**EXERCISE OBJECTIVE:** Going through the entries below, count each line containing the word "with". Report the number only.

**Stored data:**
□ □ □ □ □ □ □
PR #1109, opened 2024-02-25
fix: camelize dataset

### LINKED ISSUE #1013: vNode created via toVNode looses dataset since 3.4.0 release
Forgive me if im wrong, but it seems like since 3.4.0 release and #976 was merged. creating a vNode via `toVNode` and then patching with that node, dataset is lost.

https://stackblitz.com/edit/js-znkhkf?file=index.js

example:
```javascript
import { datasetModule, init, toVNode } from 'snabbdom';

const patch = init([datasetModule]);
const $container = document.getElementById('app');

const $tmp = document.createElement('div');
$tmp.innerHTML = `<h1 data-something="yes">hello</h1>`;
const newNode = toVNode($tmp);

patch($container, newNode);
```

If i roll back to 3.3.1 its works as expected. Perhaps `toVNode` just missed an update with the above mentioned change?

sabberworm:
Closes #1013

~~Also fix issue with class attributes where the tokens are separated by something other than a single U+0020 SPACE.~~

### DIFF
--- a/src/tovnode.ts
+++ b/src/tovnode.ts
□ □ □ □ □ □ □
**EXPECTED ANSWER:** 3